How much frequency response is better of the speaker?
Frequency response refers to the phenomenon that when an audio signal output at a constant voltage is connected to the system, the sound pressure generated by the mini bluetooth speaker increases or attenuates as the frequency changes, and the phase changes with the frequency. This sound pressure and phase The associated variation with frequency is called the frequency response. It also refers to the frequency range that the sound system can reproduce within the range allowed by the amplitude, and the amount of signal change within this range is called the frequency response, also called the frequency characteristic. Within the rated frequency range, the ratio of the maximum value to the minimum value of the output voltage amplitude is expressed in decibels (dB). In the concept of power quality, frequency response usually refers to the change of the impedance of the system or metering sensor with frequency.
How to determine the frequency response
1. Analytical method
The theoretical calculation method based on physical mechanism is only suitable for the situation where the structure and composition of the system are easy to determine. After the structural composition of the system is given, the frequency response of the system can be determined by derivation and calculation using the corresponding physical laws. The correctness of the analysis depends on the precise knowledge of the structure of the system. For complex systems, analytical methods are computationally intensive.
2. Experimental method
The method of direct measurement by instruments can be used in situations where the system structure is difficult to determine. The commonly used experimental method is to use the sinusoidal signal as the test signal, select several frequency values in the frequency range under investigation, and measure the amplitude and phase angle of the input and steady-state output sinusoidal signals at each frequency. The variation characteristic of the amplitude ratio of the output to the input with the frequency is the amplitude-frequency characteristic, and the variation characteristic of the phase angle difference between the output and the input with the frequency is the phase-frequency characteristic.
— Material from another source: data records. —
PR #1116, opened 2023-12-15
Docs: add ARM64 cross-compile instructions for Windows and Linux

micahsnyder:


INSTALL-cross-linux-arm64.md
```diff
@@ -0,0 +1,228 @@
...
+sudo apt install -y g++-aarch64-linux-gnu
+rustup target add aarch64-unknown-linux-gnu
+```
+
+## Install build dependencies
+
+If you have a sysroot for your `aarch64-unknown-linux-gnu` target platform with the required dependencies installed, skip this step. Else, do these things to install arm64 (aarch64) versions of the ClamAV library dependencies on the local host.
+
+```bash
+sudo dpkg --add-architecture arm64
```
ragusaa, line 22: suggest copying instructions from that link, in case that page goes away.

ragusaa: Also, maybe a note about changing 'focal' to 'jammy'.

ragusaa:
I followed the instructions for not having a sysroot, and am getting link errors for stuff that's in the curses library.  
/usr/lib/gcc-cross/aarch64-linux-gnu/11/../../../../aarch64-linux-gnu/bin/ld: CMakeFiles/clamdtop.dir/clamdtop.c.o: in function `resize':
clamdtop.c:(.text+0xc0): undefined reference to `stdscr'

micahsnyder:
@ragusaa Ah right... On some distros they split up ncurses into libncurses and libtinfo.  `stdscr` is one they moved to the other library: https://stackoverflow.com/a/11269810

I think you can change the `CURSES_LIBRARY` variable in that `CMAKE_TOOLCHAIN_ARM64.cmake` to have both, like this:
```cmake
set(CURSES_LIBRARY "/usr/lib/aarch64-linux-gnu/libncurses.a;/usr/lib/aarch64-linux-gnu/libtinfo.a")
```

You should not need to separately `sudo apt-get install -y libtinfo:arm64`. I think the ncurses package should have brought it along: https://packages.ubuntu.com/jammy/libncurses-dev

INSTALL-cross-linux-arm64.md
```diff
@@ -0,0 +1,228 @@
...
+set(OPENSSL_SSL_LIBRARY     "/usr/lib/aarch64-linux-gnu/libssl.so")
+
+set(LIBXML2_INCLUDE_DIR     "/usr/include/libxml2")
+set(LIBXML2_LIBRARY         "/usr/lib/aarch64-linux-gnu/libxml2.so")
+
+set(PCRE2_INCLUDE_DIR       "/usr/include/")
+set(PCRE2_LIBRARY           "/usr/lib/aarch64-linux-gnu/libpcre2-8.so")
+
+set(CURSES_INCLUDE_DIR      "/usr/include/")
+set(CURSES_LIBRARY          "/usr/lib/aarch64-linux-gnu/libncurses.a")
```
ragusaa, line 180: I received link errors for stuff in 'ncurses'.  Changing to the shared object resolved them.  I believe we also need 'tinfo' for static linking.

micahsnyder: Ha looks like you found the same thing about libtinfo that I commented on a minute prior.

micahsnyder: Good to know that using the `.so` also resolves it.

ragusaa (changes requested):
see comments

ragusaa (approved):

Issue #1013, opened 2023-08-29
Clamav 1.2.0 - clamconf result question


teoberi:
Describe the bug
----------------
When I run the command
`./clamconf`
the result contains:

> Checking configuration files in /opt/clamav/etc
> Config file: clamd.conf
> ...
> MaxScanTime disabled
> !!! MaxScanSize: UNKNOWN INTERNAL TYPE !!!
> MaxFileSize = "104857600"
> ...

I specify that I have not modified the respective option in clamd.conf, it is default.

teoberi:
The message appears in the **clamconf.c** file twice, lines 116 and 187, as a default option for switch instructions.
Isn't the case missing:
`case CLOPT_TYPE_SIZE64:`

teoberi:
Maybe adding the missing case to the clamconf.c file would be the solution to solving the problem.
After line 103
`                case CLOPT_TYPE_SIZE:`
will be added
`                case CLOPT_TYPE_SIZE64:`
After line 171
`                case CLOPT_TYPE_SIZE:`
will be added
`                case CLOPT_TYPE_SIZE64:`
The printf message in line 172 will also be modified.

rsundriyal:
Hi @teoberi, Thanks for sharing the issue. We have created a ticket to track the issue. Will update you on its fix.

dohoangkhiem:
Hello, 

Any update on this? We have the config "MaxScanSize 500M" in our clamd.conf and running "clamconf -n" also gave us the error 

```
!!! MaxScanSize: UNKNOWN INTERNAL TYPE !!!
MaxFileSize = "209715200"
```

That makes us unsure that our config is really appied and effective, or due to that error clamd will revert to the default MaxScanSize (100M)?

teoberi:
Have you tried the changes [here](https://github.com/Cisco-Talos/clamav/issues/1013#issuecomment-1700623971)?
It works for me.

PR #1121, opened 2023-12-20
Clamav - clamconf result question

teoberi:
Fix issue https://github.com/Cisco-Talos/clamav/issues/1013 - Clamav 1.2.0 - clamconf result question


micahsnyder (approved):
Thanks @teoberi this looks great to me.

micahsnyder:
I confirmed this output before the fix:
```
Config file: clamd.conf
-----------------------
TCPSocket = "3310"
!!! MaxScanSize: UNKNOWN INTERNAL TYPE !!!
```
and this output after:
```
Config file: clamd.conf
-----------------------
TCPSocket = "3310"
MaxScanSize = "5368709120"
```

Frequency Response Performance
The transition process of the system has a definite relationship with the frequency response, which can be obtained by mathematical methods. But except for first- and second-order systems, doing so often takes a lot of time, and in many cases is not practical. A common method is to directly estimate the performance of the system transition process according to the characteristic quantity of the frequency response. The main characteristic quantities of the frequency response are: gain margin and phase angle margin, resonance peak and resonance frequency, bandwidth and cut-off frequency.
Gain Margin and Phase Angle Margin
It provides information on whether the control system is stable and how much stability margin it has.
Resonant peak value Mr and resonant frequency ωr
Mr and ωr are specified as the maximum value of the amplitude-frequency characteristic |G(jω)| and the corresponding frequency value. For a high-order linear steady system with a pair of conjugate complex dominant poles (see the root locus method), when the value of Mr is in the range of (1.0-1.4) M0, a relatively satisfactory transition process performance can be obtained. where M0 is the magnitude of the frequency response when ω=0. The size of ωr represents the rapidity of the transition process: the larger the value of ωr, the better the rapidity of the output response of the system under the action of a unit step.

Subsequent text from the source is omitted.